Shelley Walton, D KEMP, Deborah Holt, Bart Currie

    Research output: Chapter in Book/Report/Conference proceedingChapterpeer-review


    Scabies is a disease of global proportions in both human and animal populations, resulting from infestation of the skin with the "itch" mite Sarcoptes scabiei. Despite the availability of effective chemotherapy the intensely itching lesions engender significant morbidity primarily due to secondary sepsis and post-infective complications. Some patients experience an extreme form of the disease, crusted scabies, in which many hundreds of mites may infest the skin causing severe crusting and hyperkeratosis. Overcrowded living conditions and poverty have been identified as significant confounding factors in transmission of the mite in humans.

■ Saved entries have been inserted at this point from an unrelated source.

PR #1116, opened 2024-10-21
Reset message-input height after sending message

KevinEtchells:
## Context

The message input box can expand to fit content. But the height doesn't reset again until you type a new message into it.

* Reset the message input height immediately after sending the message
* Fix a few type import errors

## Guidance to review

Send a multi-line message, watch it reset to original size.

## Things to check


gecBurton (approved):
LGTM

Control is hindered by difficulties with diagnosis, the cost of treatment, evidence for emerging resistance and lack of effective vaccines. Historically research on scabies has been extremely limited because of the difficulty in obtaining sufficient quantities of the organism. Recent molecular approaches have enabled considerable advances in the study of population genetics and transmission dynamics of S. scabiei. However, the most exciting and promising development is the potential exploitation of newly available data from S. scabiei cDNA libraries and EST projects. Ultimately this knowledge may aid early identification of disease, novel forms of chemotherapy, vaccine development and new treatment possibilities for this important but neglected parasite.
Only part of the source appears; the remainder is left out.